Talvez seja injusto comparar as mais de mil páginas de "Longe da Árvore", seu rigor obsessivo na busca por depoimentos e bases teóricas e empíricas, com o mais sucinto e digestivo "Sobre o Céu e a Terra" (Paralela), reunião de conversas entre o então arcebispo de Buenos Aires Jorge Bergoglio e o rabino Abraham Skorka.
De qualquer modo, vamos lá. Nas palavras de Solomon, seu livro fala de lares onde "tudo parece ter dado errado". Desse possível pior cenário, sem cair no relativismo ingênuo ou no apelo das histórias de superação, o autor descreve a luta para entender e aceitar as "identidades horizontais" --casos de crianças radicalmente diversas dos pais.
Já "Sobre o Céu e a Terra" trata com mais severidade diferenças menos acentuadas, como a de filhos adotados/criados por pessoas do mesmo sexo. Depois de ler os relatos dolorosos de Solomon, soa quase frívolo Bergoglio falar de como uma criança sofreria por não ter --numa casa onde foi querida desde o início-- uma referência masculina ou feminina. A pergunta que surge, e ainda na lógica do pior cenário, é óbvia: sofreria mais do que se fosse criada num orfanato, ou por pais violentos/omissos?
A resposta do futuro papa não sai do campo dos princípios, como é próprio da igreja. A existência de um problema não justificaria o endosso à perpetuação de outro. Como a solução de nenhum deles está no horizonte próximo, vem à cabeça a réplica também óbvia: se agarrar a um ideal abstrato não é uma forma de lavar as mãos diante de uma situação urgente e concreta?
À primeira vista, "Sobre o Céu e a Terra" não discrimina a orientação sexual de ninguém. A frase célebre do papa no Brasil --"quem sou eu para julgar?"-- é reproduzida com outras palavras no livro.

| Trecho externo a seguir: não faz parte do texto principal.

PR #486, opened 2025-01-29
Initial set of improvements for the BIOS loader post bootsect.S+setup.S merge and  .gitignore fix.

01e3:
- Update .gitignore to reflect the new name used for the binary.

 - Do not override the first 12 bytes of the code with the FDD Parameter
   Table. While mostly harmless *for now*, it is better to use the last
   12 bytes of the stack instead. While at this, optimize the code a
   bit.

 - Print Memtest86+ version immediately after loading the Setup code.
   The sooner the better. Also - once done, $MAIN_SEG can be immediately
   loaded into %es.

 - Use $MAIN_SEG:0000 as the output buffer for probing the number of
   sectors per track. No need to use the stack for this, so
   $BOOT_STACK_TOP can be removed and %es needs to be set only once.

 - Fix print_loop to compare %cl to value 5 not to %cs:5 so no "@x"
   register name is printed for the error code - as originally intended.

 - Fix alignment for "boot_msg": and "boot_msg_end" labels and
   for the ".ascii" under the "mt86plus_version" label.

 - Several code optimizations and tweaks:
     - Do not initialize %bp which saves 2 bytes.

     - Do not initialize %fs and %gs.

     - "movw $im, %bp" instead of "leaw im, %bp" takes one less byte and
       provides no benefit when a direct value is loaded without any
       calculations:
         `bd 32 00                mov    $0x32,%bp`
         `8d 2e 32 00             lea    0x32,%bp`

     - Use "mov $0x0007, %bx" to set both %bh and %bl to the desired
       value instead of doing this in two separate instructions,

     - "inc %bp, inc %bp" (2x1 = 2 bytes) instead of "addw %bp, 2" (3 bytes),
         `45                      inc    %bp`
         `83 c5 02                add    $0x2,%bp`

     - "Reset FDC" logic can be inlined and called only once yet still
       cover the initial reset after FDD Parameter Table update and retry
       in "load_setup",

     - "cwtd" (1 byte) can be used to zero %dl if %ah < 127 (0x7f).

     - kill_motor and turn_off_cursor can be inlined as they are only
       called once and turn_off_cursor can be moved much earlier and
       fit into the pre-PE header section if "cld" gets moved back
       just before movsb.

All combined yields about 45 bytes. Not enough to think about merging mbr.S yet.

### DIFF
--- a/.gitignore
+++ b/.gitignore
@@ -13,6 +13,7 @@ gdbscript
 memtest_shared_debug.lds
 
 # Binaries
+mt86plus
 memtest_shared
 memtest_shared.bin
 *.bin
--- a/boot/boot.h
+++ b/boot/boot.h
@@ -43,9 +43,8 @@
 #define KERNEL_CS	0x10		/* 32-bit segment address for code */
 #define KERNEL_DS	0x18		/* 32-bit segment address for data */
 
-/* The following addresses are offsets from BOOT_SEG. */
+/* The following address is an offset from BOOT_SEG. */
 
-#define BOOT_STACK	((1 + SETUP_SECS) * 512)
 #define BOOT_STACK_TOP	((MAIN_SEG - BOOT_SEG) << 4)
 
 /* The following definitions must match the Linux boot_params struct. */
--- a/boot/header.S
+++ b/boot/header.S
@@ -69,33 +69,36 @@ init:
 	movw	%ax, %ds
 	movw	%ax, %es
 	movw	%ax, %ss
-	movw	$BOOT_STACK_TOP, %bp
-	movw	%bp, %sp
+	movw	$(BOOT_STACK_TOP - 12), %sp	# Reserve 12 bytes for the FDD Parameter Table
 	sti
-	cld
 
-	leaw	boot_msg, %bp
-	movw	$(boot_msg_end - boot_msg), %cx
+	# Turn off the text display cursor.
+	movb	$0x01, %ah
+	xorb	%bh, %bh			# %bh = 0: page 0
+	movw	$0x2000, %cx
+	int	$0x10
+
+	movw	$boot_msg, %si
 	call	print_string
 
 	jmp	init_fdd
 
+# Print NULL terminated string from %ds:%si via BIOS routine int 10h: 0eh (WRITE_TTY)
 print_string:
-	# Print string from %es:%bp of length %cx via BIOS routine int 10h: 1301h
-	push	%cx
-	movb	$0x03, %ah		# read cursor pos
-	xorb	%bh, %bh		# page 0
-	int	$0x10
+	lods	%ds:(%si), %al
+	cmp	$0, %al
+	jz	0f
 
-	pop	%cx
-	movb	$0x07, %bl		# (page 0 set above) attribute 7 (normal)
-	movw	$0x1301, %ax		# write string, move cursor
+	movb	$0x0e, %ah
+	xorw	%bx, %bx			# %bh = 0: page 0, %bl = 0: foreground color
 	int	$0x10
+	jmp	print_string
+0:
 	ret
 
-	boot_msg:
+boot_msg:
 	.ascii	"Loading "
-	boot_msg_end:
+	.byte	0
 
 	.org	0x3c
 # The PE header pointer.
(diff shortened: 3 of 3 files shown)


debrouxl:
All of this looks reasonable, as long as it doesn't depend on non-guaranteed BIOS properties, e.g. value of registers and flags after `int 0x10` / `int 0x13` return.
I had to look up for `cwtd`, learning that this is one of the instructions which have different mnemonics depending on the assembler dialect. `as` supports both `cwtd` and `cwd`.
`read_it` also has a single caller, but of course, we don't get to move code around freely...

01e3:
> All of this looks reasonable, as long as it doesn't depend on non-guaranteed BIOS properties, e.g. value of registers and flags after `int 0x10` / `int 0x13` return.

Well, to be completely transparent, there is a single change worth 1 byte, done in `print_string` that kinda does this. Register `%bl` is set before the first `int 10h` call, and then used during the second one:

```
print_string:
        # Print string from %es:%bp of length %cx via BIOS routine int 10h: 1301h
        push    %cx
        movb    $0x03, %ah              # read cursor pos
        movw    $0x0007, %bx            # %bh: page 0, %bl: attribute 7 (normal) - used below
        int     $0x10
        pop     %cx

        movw    $0x1301, %ax            # write string, move cursor
        int     $0x10
        ret
```

While I'm pretty confident it is fine to do, there is a bigger fish to fry here, so I'm happy to change it back. Please let me know.

> I had to look up for `cwtd`, learning that this is one of the instructions which have different mnemonics depending on the assembler dialect. `as` supports both `cwtd` and `cwd`.

Ah yes. If you prefer, I'm happy to use `cwd`, but `cwtd` is what I understand to be the official name in AT&T syntax, so this is what I have always used in such cases.

> `read_it` also has a single caller, but of course, we don't get to move code around freely...

Indeed, indeed. Note that I have some larger plans for that one and several other parts of the boot / setup code, but I don't want to make too many changes at once. I'm worried it would make things much harder to review, test, and overall - would take much longer to commit.

01e3:
Alright, how about  a new, shorter `print_string` code without register hacks, that is also shorter to call, which uses `0eh (WRITE_TTY)` instead of `1301h (write string, move cursor)`?

It also uses `%ds:%si`, so no need to worry about `%es`. For callers, using a null-terminated string costs just one byte vs 3 bytes to load the length into `%cx`.

Before (16 bytes):
```
<print_string>:
  25:   51                      push   %cx
  26:   b4 03                   mov    $0x3,%ah
  28:   30 ff                   xor    %bh,%bh
  2a:   cd 10                   int    $0x10
  2c:   59                      pop    %cx
  2d:   b3 07                   mov    $0x7,%bl
  2f:   b8 01 13                mov    $0x1301,%ax
  32:   cd 10                   int    $0x10
  34:   c3                      ret

```

After (14 bytes):
```
<print_string>:
  25:   ac                      lods   %ds:(%si),%al
  26:   3c 00                   cmp    $0x0,%al
  28:   74 08                   je     32 <print_string+0xd>
  2a:   b4 0e                   mov    $0xe,%ah
  2c:   31 db                   xor    %bx,%bx
  2e:   cd 10                   int    $0x10
  30:   eb f3                   jmp    25 <print_string>
  32:   c3                      ret
```

As a bonus, we can now disable cursor even earlier.

martinwhitaker:
What's the eventual goal here? Small savings in the code size don't really help us much - it's all thrown away as soon as we branch to the startup code.

x86fr:
I honestly don’t see the point of this change either. This section of code is critical to our startup process, and the risk of introducing unexpected bugs far outweighs the negligible benefit of saving 45 bytes. We just completed an extensive round of beta testing for the previous PR, which took quite a bit of time and effort. Restarting that entire process yet again, just for a marginal optimization, doesn’t seem justified. Stability should take priority over micro-optimizations in this case.

01e3:
On top of the bug fixes, the goal would be to have a single boot loader supporting both FDD and HDD, being able to boot from USB flash on all type of systems, see: https://wiki.osdev.org/Problems_Booting_From_USB_Flash#Booting_Reliability

I would would like to improve the boot experience - provide better progress report, avoid reading past the end of binary for the FDD loader, etc.

If we can add (fit) EBP and EBPB, we could also easily remove dependency on dosfstools from the build system, especially that mkdosfs (legacy, no present in some system) vs mkfs.fat (modern, not present on some system, at least by default) issue.

Anyway, I totally take the point of the cost of incremental changes, especially when comes to testing. How about I drop it for now, and come back when I have everything _mostly_ ready?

Mas aí leio um trecho em que Skorka discorre sobre a incompletude do amor "praticado por iguais", que desperdiçaria a riqueza de "descobrir o outro".
É um argumento complicado, porque atribui valor menor a uma conduta que decorre de um modo de ser, com ele podendo se fundir. Uma identidade, portanto, que nada têm de imoral ou moral. Também é um argumento simplório: então dois indivíduos se conhecem por inteiro, e não sobra riqueza na relação daí nascida, apenas porque ambos são XX ou XY?
O espanto diminui quando lembro que estamos tratando de religião. Nela, por mais que se evoquem ciência e cultura, como fazem o papa e o rabino com inteligência, há um momento em que se esbarra no dogma. Em que se naturaliza como verdade ancestral revelada o que, como todo fenômeno humano, tem muito de discutível construção social.
Num Estado laico, cada um faz o que quer dentro dos limites da lei civil. É direito da religião apontar o caminho que acha correto. Cabe apenas registrar que não só essa lei, mas a forma como as pessoas vivem no cotidiano, com menos ou mais tolerância e violência, pode ser efeito do que parece apenas debate doutrinário.
Bergoglio e Skorka dizem que cada um é livre para exercer sua natureza no "recato e intimidade", mas que equiparar o casamento gay ao heterossexual, em todas as esferas legais e simbólicas, seria um "retrocesso antropológico". Como essa matriz de pensamento, determinada por líderes espirituais e políticos que assim se apresentam, é interpretada por quem discute no bar o selinho que o jogador Sheik deu num amigo?
"Longe da Árvore" é uma defesa generosa da diversidade humana, que aponta para a luz possível até em meio à devastação. "Sob o Céu e a Terra" tenta fazer o mesmo em alguns trechos, mas em outros flerta --ou vai além disso-- com as trevas.